▸ **Work order**
Without changing a character, output all of the records.

Exercise material below:

PR #436, opened 2026-05-29
AENT-8833 / AENT-8838: export-pixi shell-quote fix + default_channels= seam

A-Aron-T:
## Summary

`export-pixi` could produce a `pixi.toml` task that runs attacker-controlled shell commands. For `notebook:` and `bokeh_app:` commands, `_command_to_task` synthesized the deno_task_shell command string by interpolating the path directly:

```python
raw_cmd = 'jupyter notebook {}'.format(command.notebook)
raw_cmd = 'bokeh serve {}'.format(command.bokeh_app)
```

The result was escaped only by `_toml_string`, which handles TOML syntax but **not** shell metacharacters (`;`, `|`, `$(...)`, backtick). So a project whose `notebook:`/`bokeh_app:` field contains those would generate a pixi task that executes the injected command on the next `pixi run`.

anaconda-project's own runner execs these as an **argv list** (`['jupyter-notebook', path]`, no shell — `project_commands.py`), where the path is inert. The converter was *introducing* a shell-injection that does not exist in the native run path.

### Why it matters

The project author is usually the person who runs the project, so for self-authored projects this is low impact. But `export-pixi` is explicitly used to convert **shared / sample / gallery** projects (e.g. the sample-projects → pixi conversion), where author ≠ runner — a supply-chain-flavored RCE: convert someone else's project, then `pixi run` executes their payload.

## Fix

Route both paths through the existing `_shell_quote` helper (escapes `" \ $` and backtick). Clean filenames are unaffected — they just gain surrounding quotes, which deno_task_shell treats identically.

## Tests

- New: notebook/bokeh metacharacter-neutralization cases — **mutation-verified** (both fail if the quoting is removed).
- New: direct `_shell_quote` escaping coverage (the helper was previously untested).
- Updated: the two happy-path notebook/bokeh assertions for the now-quoted form.
- `106 passed` locally (was 96 + happy-path edits + 6 new).

## Notes

- Found via an adversarial correctness audit of the merged pixi pipeline; verified against the actual code + the native runner's argv behavior.
- Touches `pixi_export.py`, which has had recent activity — opening as **draft** for now; not requesting review yet.

---

## Added: AENT-8838 — `default_channels=` seam (commit 702add8)

`export_pixi_toml` (and the `export_pixi` / `preview_pixi_export` wrappers) gain an optional `default_channels=` parameter. When supplied, it expands the `defaults` meta-channel and serves as the empty-channels fallback, and the `conda config --show default_channels` subprocess is **skipped entirely**.

This is the seam the editor pixi-launcher needs: it can resolve channels itself from the session `.condarc` and call this canonical converter with **no conda subprocess**, so the editor's standalone `standalone_export.py` fork (which exists only to dodge the conda-info hang under Rosetta) can later be deleted.

- `default_channels=None` (default) → unchanged behavior (local conda lookup).
- New `TestDefaultChannelsParam` (6 tests); the "conda must not be called" assertions are **mutation-verified** (fail if the param is ignored or the wrappers stop threading it).

Bundling with the injection fix because both touch `pixi_export.py` and ship in one ae-dev release.

### DIFF
--- a/anaconda_project/internal/pixi_export.py
+++ b/anaconda_project/internal/pixi_export.py
@@ -647,9 +647,15 @@ def _command_to_task(command, declared_vars):
         raw_cmd = command.unix_shell_commandline
         raw_forms.append(raw_cmd)
     elif command.notebook is not None:
-        raw_cmd = 'jupyter notebook {}'.format(command.notebook)
+        # Quote the path: anaconda-project runs notebooks as an argv list
+        # (['jupyter-notebook', path], no shell), so a notebook field
+        # containing shell metacharacters is inert there. Here we synthesize a
+        # deno_task_shell command string, so an unquoted path would let
+        # metacharacters (;, |, $(), backtick) break out and execute when a
+        # user later runs `pixi run`. _shell_quote neutralizes them.
+        raw_cmd = 'jupyter notebook {}'.format(_shell_quote(command.notebook))
     elif command.bokeh_app is not None:
-        raw_cmd = 'bokeh serve {}'.format(command.bokeh_app)
+        raw_cmd = 'bokeh serve {}'.format(_shell_quote(command.bokeh_app))
     elif command.windows_cmd_commandline:
         # No unix variant — normalize the windows form so it runs under
         # deno_task_shell on every platform pixi targets.
--- a/anaconda_project/internal/pixi_export.py
+++ b/anaconda_project/internal/pixi_export.py
@@ -779,7 +779,7 @@ def current_platform_addition_target(project):
     return None if here in declared else here
 
 
-def export_pixi_toml(project, use_default=False, add_current_platform=False):
+def export_pixi_toml(project, use_default=False, add_current_platform=False, default_channels=None):
     """Convert an anaconda-project Project to pixi.toml content.
 
     Args:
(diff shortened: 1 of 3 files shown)


mcg1969 (approved):
## Review: LGTM — approving

Reviewed the full diff, the surrounding code, and ran the suite locally (98 passed on the branch base; CI shows 106 green across the matrix). Both changes are correct, the security framing is accurate rather than inflated, and the test claims hold up.

### Injection fix (AENT-8833)

The vulnerability is real and the analysis is precise:

* `notebook:`/`bokeh_app:` fields were interpolated directly into a `deno_task_shell` command string, then escaped only by `_toml_string`, which handles TOML syntax — not shell metacharacters.
* The claim that anaconda-project's *native* runner is safe (argv list, no shell — `project_commands.py:486-494`) while the converter *introduces* the injection is correct. This is the right thing to emphasize: it matters specifically for the shared/gallery conversion path where author ≠ runner.
* `_shell_quote` escapes exactly the four characters special inside a `deno_task_shell` double-quoted token (`" \ $` backtick) and leaves `; | &` as inert data inside the quotes — the correct set. The double-layer escaping (shell_quote → toml_string → TOML parse → deno parse) is sound; the bokeh test pinning the doubled `app\\$(...)` form confirms it survives both layers.

The mutation-verification on the two neutralization tests is good practice — they genuinely fail if the quoting is removed.

On the ordering change (`_shell_quote` now runs *before* `_translate_command_env_vars`): I traced this through the native runner and it is a non-issue — in fact the new behavior is *more* correct. The native runner treats the notebook/bokeh field as a literal relative path via `os.path.join(environ['PROJECT_DIR'], self.notebook)` with no `os.path.expandvars`, so env-var expansion in those fields is not a supported feature. The old converter's env-var translation over those paths was inventing a feature that doesn't exist in the run path; quoting the `$` to a literal keeps the path inert, matching native semantics. The `unix_shell_commandline` path — which legitimately runs under a shell and does need env-var translation — is untouched, which is correct.

### `default_channels=` seam (AENT-8838)

Clean and correctly threaded through both `project_ops` wrappers. The refactor is behavior-preserving for the `default_channels=None` case (every existing caller): the new guarded assignment is identical to the old conditional. The "conda must not be called" assertions via the exploding `boom()` fixture are the right way to prove the subprocess is actually skipped.

### Approving

No blockers. 🤖 reviewed with [Claude Code](https://claude.com/claude-code)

End of Exercise material.

▸ **Solved problem**
PR #436, opened 2026-05-29
AENT-8833 / AENT-8838: export-pixi shell-quote fix + default_channels= seam

A-Aron-T:
## Summary

`export-pixi` could produce a `pixi.toml` task that runs attacker-controlled shell commands. For `notebook:` and `bokeh_app:` commands, `_command_to_task` synthesized the deno_task_shell command string by interpolating the path directly:

```python
raw_cmd = 'jupyter notebook {}'.format(command.notebook)
raw_cmd = 'bokeh serve {}'.format(command.bokeh_app)
```

The result was escaped only by `_toml_string`, which handles TOML syntax but **not** shell metacharacters (`;`, `|`, `$(...)`, backtick). So a project whose `notebook:`/`bokeh_app:` field contains those would generate a pixi task that executes the injected command on the next `pixi run`.

anaconda-project's own runner execs these as an **argv list** (`['jupyter-notebook', path]`, no shell — `project_commands.py`), where the path is inert. The converter was *introducing* a shell-injection that does not exist in the native run path.

### Why it matters

The project author is usually the person who runs the project, so for self-authored projects this is low impact. But `export-pixi` is explicitly used to convert **shared / sample / gallery** projects (e.g. the sample-projects → pixi conversion), where author ≠ runner — a supply-chain-flavored RCE: convert someone else's project, then `pixi run` executes their payload.

## Fix

Route both paths through the existing `_shell_quote` helper (escapes `" \ $` and backtick). Clean filenames are unaffected — they just gain surrounding quotes, which deno_task_shell treats identically.

## Tests

- New: notebook/bokeh metacharacter-neutralization cases — **mutation-verified** (both fail if the quoting is removed).
- New: direct `_shell_quote` escaping coverage (the helper was previously untested).
- Updated: the two happy-path notebook/bokeh assertions for the now-quoted form.
- `106 passed` locally (was 96 + happy-path edits + 6 new).

## Notes

- Found via an adversarial correctness audit of the merged pixi pipeline; verified against the actual code + the native runner's argv behavior.
- Touches `pixi_export.py`, which has had recent activity — opening as **draft** for now; not requesting review yet.

---

## Added: AENT-8838 — `default_channels=` seam (commit 702add8)

`export_pixi_toml` (and the `export_pixi` / `preview_pixi_export` wrappers) gain an optional `default_channels=` parameter. When supplied, it expands the `defaults` meta-channel and serves as the empty-channels fallback, and the `conda config --show default_channels` subprocess is **skipped entirely**.

This is the seam the editor pixi-launcher needs: it can resolve channels itself from the session `.condarc` and call this canonical converter with **no conda subprocess**, so the editor's standalone `standalone_export.py` fork (which exists only to dodge the conda-info hang under Rosetta) can later be deleted.

- `default_channels=None` (default) → unchanged behavior (local conda lookup).
- New `TestDefaultChannelsParam` (6 tests); the "conda must not be called" assertions are **mutation-verified** (fail if the param is ignored or the wrappers stop threading it).

Bundling with the injection fix because both touch `pixi_export.py` and ship in one ae-dev release.

### DIFF
--- a/anaconda_project/internal/pixi_export.py
+++ b/anaconda_project/internal/pixi_export.py
@@ -647,9 +647,15 @@ def _command_to_task(command, declared_vars):
         raw_cmd = command.unix_shell_commandline
         raw_forms.append(raw_cmd)
     elif command.notebook is not None:
-        raw_cmd = 'jupyter notebook {}'.format(command.notebook)
+        # Quote the path: anaconda-project runs notebooks as an argv list
+        # (['jupyter-notebook', path], no shell), so a notebook field
+        # containing shell metacharacters is inert there. Here we synthesize a
+        # deno_task_shell command string, so an unquoted path would let
+        # metacharacters (;, |, $(), backtick) break out and execute when a
+        # user later runs `pixi run`. _shell_quote neutralizes them.
+        raw_cmd = 'jupyter notebook {}'.format(_shell_quote(command.notebook))
     elif command.bokeh_app is not None:
-        raw_cmd = 'bokeh serve {}'.format(command.bokeh_app)
+        raw_cmd = 'bokeh serve {}'.format(_shell_quote(command.bokeh_app))
     elif command.windows_cmd_commandline:
         # No unix variant — normalize the windows form so it runs under
         # deno_task_shell on every platform pixi targets.
--- a/anaconda_project/internal/pixi_export.py
+++ b/anaconda_project/internal/pixi_export.py
@@ -779,7 +779,7 @@ def current_platform_addition_target(project):
     return None if here in declared else here
 
 
-def export_pixi_toml(project, use_default=False, add_current_platform=False):
+def export_pixi_toml(project, use_default=False, add_current_platform=False, default_channels=None):
     """Convert an anaconda-project Project to pixi.toml content.
 
     Args:
(diff shortened: 1 of 3 files shown)


mcg1969 (approved):
## Review: LGTM — approving

Reviewed the full diff, the surrounding code, and ran the suite locally (98 passed on the branch base; CI shows 106 green across the matrix). Both changes are correct, the security framing is accurate rather than inflated, and the test claims hold up.

### Injection fix (AENT-8833)

The vulnerability is real and the analysis is precise:

* `notebook:`/`bokeh_app:` fields were interpolated directly into a `deno_task_shell` command string, then escaped only by `_toml_string`, which handles TOML syntax — not shell metacharacters.
* The claim that anaconda-project's *native* runner is safe (argv list, no shell — `project_commands.py:486-494`) while the converter *introduces* the injection is correct. This is the right thing to emphasize: it matters specifically for the shared/gallery conversion path where author ≠ runner.
* `_shell_quote` escapes exactly the four characters special inside a `deno_task_shell` double-quoted token (`" \ $` backtick) and leaves `; | &` as inert data inside the quotes — the correct set. The double-layer escaping (shell_quote → toml_string → TOML parse → deno parse) is sound; the bokeh test pinning the doubled `app\\$(...)` form confirms it survives both layers.

The mutation-verification on the two neutralization tests is good practice — they genuinely fail if the quoting is removed.

On the ordering change (`_shell_quote` now runs *before* `_translate_command_env_vars`): I traced this through the native runner and it is a non-issue — in fact the new behavior is *more* correct. The native runner treats the notebook/bokeh field as a literal relative path via `os.path.join(environ['PROJECT_DIR'], self.notebook)` with no `os.path.expandvars`, so env-var expansion in those fields is not a supported feature. The old converter's env-var translation over those paths was inventing a feature that doesn't exist in the run path; quoting the `$` to a literal keeps the path inert, matching native semantics. The `unix_shell_commandline` path — which legitimately runs under a shell and does need env-var translation — is untouched, which is correct.

### `default_channels=` seam (AENT-8838)

Clean and correctly threaded through both `project_ops` wrappers. The refactor is behavior-preserving for the `default_channels=None` case (every existing caller): the new guarded assignment is identical to the old conditional. The "conda must not be called" assertions via the exploding `boom()` fixture are the right way to prove the subprocess is actually skipped.

### Approving

No blockers. 🤖 reviewed with [Claude Code](https://claude.com/claude-code)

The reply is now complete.